I would like to speed up a model. I have a data frame that is not square, that I can easily represent by a list (number of columns and rows are not fixed, but decided as input)
Now, the way I am sampling
s1 ~ normal()
s2 ~ normal()
…
sN ~ normal()
is building a linear array and a map array where I map every element with a parameter (it could be an vector of size N)
This is really slow because is not vectorized. Is there a solution/trick to vectorize over columns (in my example). My understanding is that lists/tuples haven’t been implemented yet.
As far as I understand it the most time consuming bit in running Stan is calculating the derivatives of the probability functions. The calculation are being done by going over an expression graph which represents the function and its derivative. When you have normal_1, normal_2, …, normal_n in your model, the expression graph needs to be constructed n times.
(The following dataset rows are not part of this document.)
PR #345, opened 2026-09-18
fix: validate destination tenant subdomain

betinacosta:

## Description

Adds strict RFC 1123 DNS-label validation to `XsuaaAuthProvider._fetch_token` before the subscriber tenant subdomain is interpolated into the OAuth token URL.

Previously, the `tenant` string accepted by every public Destination (and other service) client method was forwarded unchanged into a `str.replace` call on the token URL. Because `str.replace` has no URL awareness, a value containing URL delimiters — for example `evil.example/oauth/token?ignore=` — would change the parsed authority of the token URL to an attacker-chosen hostname while moving the trusted authentication suffix into a query parameter. The binding's `client_id` and `client_secret` would then be posted to that endpoint; standard TLS verification does not block this because it verifies the attacker-chosen authority rather than the intended one.

The fix calls `_validate_tenant_subdomain` before any URL manipulation. The function enforces the regex `^[A-Za-z0-9](?:[A-Za-z0-9\-]{0,61}[A-Za-z0-9])?$` and raises `ValueError` immediately if the value is not a single valid DNS label. This ensures only the provider identity-zone label in the token URL can be replaced, preserving the trusted authentication origin.

The validation is placed in `XsuaaAuthProvider` (`sap_cloud_sdk.core.protocol.http.models`) rather than in any individual service module so that all SDK clients using XSUAA client-credentials flow are protected uniformly.

## Related Issue

Closes #

## Type of Change

## How to Test

1. Install the package from this branch.
2. Construct an `XsuaaAuthProvider` with a synthetic config (any `token_url`, `identityzone`, `client_id`, `client_secret`).
3. Call `provider._fetch_token("evil.example/oauth/token?ignore=")` — expect `ValueError: Invalid tenant_subdomain`.
4. Call `provider._fetch_token("tenant-123")` — expect normal token acquisition (no error).
5. Run the targeted test class:

```bash
uv run pytest tests/core/unit/test_http_client.py::TestXsuaaAuthProviderSubdomainValidation -v
```

All 6 new tests should pass; no existing tests should regress.

## Checklist

- [x] All tests pass locally

## Additional Notes

- `_validate_tenant_subdomain` is intentionally private (`sap_cloud_sdk.core._tenant`). It is not part of the public API.
- Provider-context calls (where `tenant_subdomain` is `None`) are unaffected; the validation is guarded by `tenant_subdomain is not None`.
- Consumers that currently pass syntactically invalid tenant strings will now receive a `ValueError` at token-acquisition time rather than silently routing credentials to an unintended endpoint. This is the intended behavior change.


jeanscherf (approved):
Great work!

PR #247, opened 2017-12-20
Add check for null webview; rename confusing function

liuche:
Also checks another place where webview could be null and has crashed.

### DIFF
--- a/app/src/main/java/org/mozilla/focus/activity/MainActivity.java
+++ b/app/src/main/java/org/mozilla/focus/activity/MainActivity.java
@@ -512,12 +512,12 @@ public class MainActivity extends LocaleAwareAppCompatActivity implements OnUrlE
         }
     }
 
-    public void toggleCursor(boolean enabled) {
+    public void setCursorEnabled(boolean toEnable) {
         final FragmentManager fragmentManager = getSupportFragmentManager();
         final BrowserFragment browserFragment = (BrowserFragment) fragmentManager.findFragmentByTag(BrowserFragment.FRAGMENT_TAG);
 
-        isCursorEnabled = enabled;
-        browserFragment.toggleCursor(enabled);
+        isCursorEnabled = toEnable;
+        browserFragment.setCursorEnabled(toEnable);
     }
 
     // todo: naming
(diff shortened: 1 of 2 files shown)


app/src/main/java/org/mozilla/focus/activity/MainActivity.java
```diff
@@ -512,12 +512,12 @@ private void initAmazonFactory() {
         }
     }
 
-    public void toggleCursor(boolean enabled) {
+    public void setCursorEnabled(boolean toEnable) {
```
mcomella: nit: `setIsCursorEnabled(boolean isEnabled)` is a little clearer but this is fine.

app/src/main/java/org/mozilla/focus/fragment/BrowserFragment.java
```diff
@@ -206,7 +207,11 @@ public void onValueChanged(@NonNull Boolean loading) {
                 }
 
                 final MainActivity activity = (MainActivity)getActivity();
-                activity.setCursorEnabled(!getWebView().getUrl().contains("youtube.com/tv"));
+                final IWebView webView = getWebView();
+                // Enable the cursor if website is youtube.com/tv
```
mcomella: nit; comment is redundant to code

app/src/main/java/org/mozilla/focus/fragment/BrowserFragment.java
```diff
@@ -206,7 +207,11 @@ public void onValueChanged(@NonNull Boolean loading) {
...
+                final boolean enableCursor = webView == null ? false :
```
mcomella: nit: I think nested ternaries throw up a red flag in my mind but I'm not sure if it's warranted.

I think it's just my caution to use ternaries carefully because they can be confusing (since they're just a garble of syntax).

app/src/main/java/org/mozilla/focus/fragment/BrowserFragment.java
```diff
@@ -206,7 +207,11 @@ public void onValueChanged(@NonNull Boolean loading) {
...
+                        (webView.getUrl() == null ? false : !webView.getUrl().contains("youtube.com/tv"));
```
mcomella: nit: Add a comment explaining why this is necessary, or that this is a wack-a-mole fix that we don't fully understand.

mcomella: Since we could rewrite this, this is the only really important nit, I think.

PR #256, opened 2017-12-22
Add constant for new m.youtube.com link

liuche:
Based on discussion with @Sdaswani over slack, about possibly changing the url. Leaving this to @Sdaswani to merge, if needed.

You need to still do the following:
1) Update the autocomplete urls (in app/src/main/assets/domains/* for each locale) with the new locale
2) Verify that the new url shows the "remote control" navigation page, rather than the "cursor" mobile site - if the mobile site doesn't show the "remote control" navigation page, then the page won't work (users won't be able to play, pause, fast forward, full-screen, etc).

### DIFF
--- a/app/src/main/java/org/mozilla/focus/utils/AppConstants.java
+++ b/app/src/main/java/org/mozilla/focus/utils/AppConstants.java
@@ -37,4 +37,5 @@ public final class AppConstants {
     }
 
     public static final String YOUTUBE_TILE_LINK = "https://m.youtube.com";
+    public static final String YOUTUBE_MATCH_STRING = "m.youtube.com";
 }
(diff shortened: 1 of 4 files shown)


app/src/main/java/org/mozilla/focus/utils/AppConstants.java
```diff
@@ -37,4 +37,5 @@ public static boolean supportsDownloadingFiles() {
     }
 
     public static final String YOUTUBE_TILE_LINK = "https://m.youtube.com";
```
mcomella: nit: it'd be great if this was constructed from the match string, but wfm.

Sdaswani:
thanks for the PR, will use if necessary.

liuche:
Not going to use this PR looks like, closing for now.

PR #298, opened 2018-01-09
Fixes #266 - Eases cursor movement and adds friction

### LINKED ISSUE #266: Moving the cursor and selecting things using the remote is clunky
Via Review:

The blue dot is a disaster. - The meeting of buttons is a matter of luck. The resolution of the control is not adapted to the HDMI resolution of the screen. The point is too big. If the buttons are unfavorable you can click 4 buttons at the same time. Have Firefox on my laptop. This app has nothing to do with the Windows browser (except the name). .... disappointing

https://www.amazon.de/review/ROKQLKUOFG780/ref=cm_cr_dp_title?ie=UTF8&ASIN=B078B5YMPD

boek:
This should allow you to have much more precision when pointing and have a more natural acceleration curve.

### DIFF
--- a/app/src/main/java/org/mozilla/focus/fragment/BrowserFragment.java
+++ b/app/src/main/java/org/mozilla/focus/fragment/BrowserFragment.java
@@ -57,7 +57,7 @@ public class BrowserFragment extends WebFragment implements View.OnClickListener
     private static final int ANIMATION_DURATION = 300;
 
     private static final String ARGUMENT_SESSION_UUID = "sessionUUID";
-    private static final int SCROLL_VELOCITY = 45;
+    private static final int SCROLL_MULTIPLIER = 45;
 
     public static BrowserFragment createForSession(Session session) {
         final Bundle arguments = new Bundle();
@@ -677,7 +677,7 @@ public class BrowserFragment extends WebFragment implements View.OnClickListener
 
     private int getScrollVelocity() {
         int speed = (int)cursor.getSpeed();
-        return speed * SCROLL_VELOCITY;
+        return speed * SCROLL_MULTIPLIER;
     }
 
     public void cursorHitEdge(Edge edge) {
--- a/app/src/main/java/org/mozilla/focus/fragment/BrowserFragment.java
+++ b/app/src/main/java/org/mozilla/focus/fragment/BrowserFragment.java
@@ -57,7 +57,7 @@ public class BrowserFragment extends WebFragment implements View.OnClickListener
     private static final int ANIMATION_DURATION = 300;
 
     private static final String ARGUMENT_SESSION_UUID = "sessionUUID";
-    private static final int SCROLL_VELOCITY = 1200;
+    private static final int SCROLL_VELOCITY = 45;
 
     public static BrowserFragment createForSession(Session session) {
         final Bundle arguments = new Bundle();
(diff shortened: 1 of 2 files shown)


app/src/main/java/org/mozilla/focus/widget/Cursor.java
```diff
@@ -79,15 +79,19 @@ public void stopMoving(Direction direction) {
         if (activeDirections.size() == 0) {
             handler.removeCallbacks(tick);
             moving = false;
+            speed = 0;
         }
     }
 
     private void move() {
+        speed++;
+        speed *= FRICTION;
```
mcomella: nit: I'm not sure this is most natural way to write this – it seems strange to modify the velocity by 1 and then multiply the whole velocity by a constant. Typically, I think you'd achieve this affect by modifying the acceleration (the 1 value you're adding) instead.

That being said, I'm not sure if ^ that's just more poor understanding of physics and how you'd come up with a better solution anyway.

boek:
@mcomella yeah, I agree. I don't fully understand it myself. Let me tweak it a little bit and we'll get a build to everyone else

boek:
@mcomella Try now. I also fixed the scroll speed to be relative to the cursor speed. I think its starting to feel a bit better.

@Sdaswani @liuche want to take a look as well? Possibly @lime124 too!

Sdaswani:
100% I'll check this out, thanks @boek .

Sdaswani:
Thanks for the demo @boek , good progress!

app/src/main/java/org/mozilla/focus/fragment/BrowserFragment.java
```diff
@@ -59,7 +60,7 @@
     private static final int ANIMATION_DURATION = 300;
 
     private static final String ARGUMENT_SESSION_UUID = "sessionUUID";
-    private static final int SCROLL_VELOCITY = 1200;
+    private static final int SCROLL_VELOCITY = 45;
```
mcomella: nit: this isn't really a `VELOCITY` – it's a "velocity -> scroll velocity" multipler.

app/src/main/java/org/mozilla/focus/widget/Cursor.java
```diff
@@ -24,7 +24,7 @@
 public class Cursor extends View {
 
     private float CURSOR_SIZE = 45;
-    private final int MAX_SPEED = 15;
+    private final int MAX_SPEED = 25;
```
mcomella: I actually meant the initial presses felt slow (is it just the remote latency though?) but that being said, this still feels a little better, I think.

mcomella:
Also, just FYI that if you press multiple directions, we have funky behavior:
- A diagonal will go faster than a single direction (it's because we travel at max speed in each direction, but should travel only at our max speed on the diagonal – Goldeneye 64 actually has the same behavior! :)
- Opposing directions (left, right) will cause it to go perpendicular (e.g. up).

Not major, but just wanted you to know.

app/src/main/java/org/mozilla/focus/widget/Cursor.java
```diff
@@ -91,9 +91,11 @@ private void move() {
         speed++;
         speed *= FRICTION;
         speed = Math.min(MAX_SPEED, speed);
+        boolean isMovingDiagnol = activeDirections.size() > 1;
+        float moveSpeed = isMovingDiagnol ? speed / 2 : speed;
```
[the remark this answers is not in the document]
boek: @mcomella Ah that makes much more sense. I will take a stab at it

boek:
@mcomella also re:

> Opposing directions (left, right) will cause it to go perpendicular (e.g. up).

This is because the remote will also press the down or up key when pressing two sides

`org.mozilla.tv.firefox.debug E/button prssed: [RIGHT, LEFT, DOWN]`

PR #302, opened 2018-01-10
Closes #295: enable VoiceView to work in WebView

### LINKED ISSUE #295: [a11y] Support VoiceView on websites
Navigational pointer (on sites besides youtube) overrides key presses, preventing user from navigating with VoiceView.

To be explicit, we should kill the cursor in a11y mode.

mcomella:
#295

VoiceView is a screen reader for visually-imparied users and is the replacement for Talkback on Fire OS.

The functionality is not perfect but I think it might be good enough for now. I filed new bugs which we can triage for the other wonky behavior I've found.


boek:
The code makes sense to me. Looking into how to test now

app/src/main/java/org/mozilla/focus/fragment/BrowserFragment.java
```diff
@@ -15,13 +15,13 @@
 import android.support.annotation.Nullable;
 import android.support.v4.app.FragmentManager;
 import android.text.TextUtils;
+import android.util.Log;
```
boek: Looks like a Log import slipped through

mcomella:
> Looking into how to test now

You can enable accessibility in the Settings and they give you a tutorial (note that you'll need audio).

Roughly, in default mode:
- dpad to navigate spatially
- double-tab menu to open menu
- clicking menu will announce the page contents
- play/pause, fast forward, rewind are used by the system too to adjust announcements
- Hold menu to enter review mode
- Hold back+menu to enter/exist voiceview (once enabled in settings)

Review mode (note: this is the primary way to navigate a web page; sometimes you get stuck on the first item with "character, word, item" and if so, advance forward an item, and try up/down again to change the granularity to something like "link"):
- left/right to navigate between focuses
- up/down changes granularity of focuses

app/src/main/java/org/mozilla/focus/ext/Context.kt
```diff
@@ -17,3 +18,11 @@ val Context.appVersionName: String?
         val packageInfo = packageManager.getPackageInfo(packageName, 0)
         return packageInfo.versionName
     }
+
+val Context.isVoiceViewEnabled: Boolean
+    get() {
+        // In my understanding, isTouchExplorationEnabled should represent VoiceView being enabled,
+        // whereas isEnabled says if the accessibility manager is enabled for other services.
+        val am = this.getSystemService(Context.ACCESSIBILITY_SERVICE) as? AccessibilityManager ?: return false
```
liuche: I'm assuming that we wouldn't need to listen for if the accessibility changes - you probably can't do that in the middle of the app running.

app/src/main/java/org/mozilla/focus/ext/Context.kt
```diff
@@ -17,3 +18,11 @@ val Context.appVersionName: String?
         val packageInfo = packageManager.getPackageInfo(packageName, 0)
         return packageInfo.versionName
     }
+
+val Context.isVoiceViewEnabled: Boolean
+    get() {
+        // In my understanding, isTouchExplorationEnabled should represent VoiceView being enabled,
+        // whereas isEnabled says if the accessibility manager is enabled for other services.
```
liuche: `More details: if you are strictly interested in whether TalkBack is enabled, use am.isTouchExplorationEnabled(). (If Select to Speak is enabled and TalkBack disabled, am.isEnabled() will still return true.)`

https://stackoverflow.com/a/12362545/582004

app/src/main/java/org/mozilla/focus/fragment/BrowserFragment.java
```diff
@@ -268,6 +257,27 @@ public void onChanged(Integer progress) {
         return view;
     }
 
+    /**
+     * Gets the current state of the application and updates the cursor state accordingly.
+     *
+     * Note that this pattern could use some improvements:
+     * - It's a little weird to get the current state from globals, rather than get passed in relevant values.
+     * - BrowserFragment.setCursorEnabled should be called from this code path, but that's unclear
```
liuche: mmm that's a good point - I think that's one of the things we need to get right in our refactor.

app/src/main/java/org/mozilla/focus/activity/MainActivity.java
```diff
@@ -82,6 +86,18 @@
     private boolean isDrawerOpen = false;
     private boolean isCursorEnabled = true;
 
+    private final AccessibilityManager.TouchExplorationStateChangeListener voiceViewStateChangeListener = new AccessibilityManager.TouchExplorationStateChangeListener() {
+        @Override
+        public void onTouchExplorationStateChanged(final boolean enabled) {
```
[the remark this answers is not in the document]
mcomella: For correctness, I think so – earlier, for `isVoiceViewEnabled`, we check `isAccessibilityEnabled && isTouchExplorationEnabled` (i.e. both). However, managing two listeners with different state sounded :( and, as you pointed out earlier, `isTouchExplorationEnabled` represents Talkback (which should be VoiceView too) so I really think the one flag is necessary.

I'll update `isVoiceViewEnabled` to use only the one flag for consistency.

app/src/main/java/org/mozilla/focus/fragment/BrowserFragment.java
```diff
@@ -211,7 +212,12 @@ public void onValueChanged(@NonNull Boolean loading) {
                 // Bandaid null checks, underlying issue #249
                 final boolean enableCursor = webView != null &&
                         webView.getUrl() != null &&
-                        !webView.getUrl().contains("youtube.com/tv");
+                        !webView.getUrl().contains("youtube.com/tv") &&
+                        getContext() != null &&
+                        !ContextKt.isVoiceViewEnabled(getContext()); // VoiceView has its own navigation controls.
+                if (enableCursor) {
+                    Log.d("lol", "what");
```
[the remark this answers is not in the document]
mcomella: this was removed in a later commit, afaict.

When you have normal(vector_mu, vector_sd), the expression graph only needs to be constructed once.
share repeated computations from a scalar being broadcast; so if you have just a scalar sigma, you only need to compute log(sigma) once, and
reduce the size of the expression graph, which has an even bigger speedup on derivatives, which are the true bottleneck; this also has the pleasant property of converting a lot of virtual operations into statically locatable operations, which is also a big win.
We also drop any additive constants in the log density (they’re not needed for sampling).
It will give you a speedup even when both the location and scale vary. The speedup comes from reducing the number of virtual function calls during autodiff and the reduced memory allocation. It’s not as big a speedup as when the scale is a simple scalar (rather than a container), because the logarithm is the most compute intensive part of the normal log density.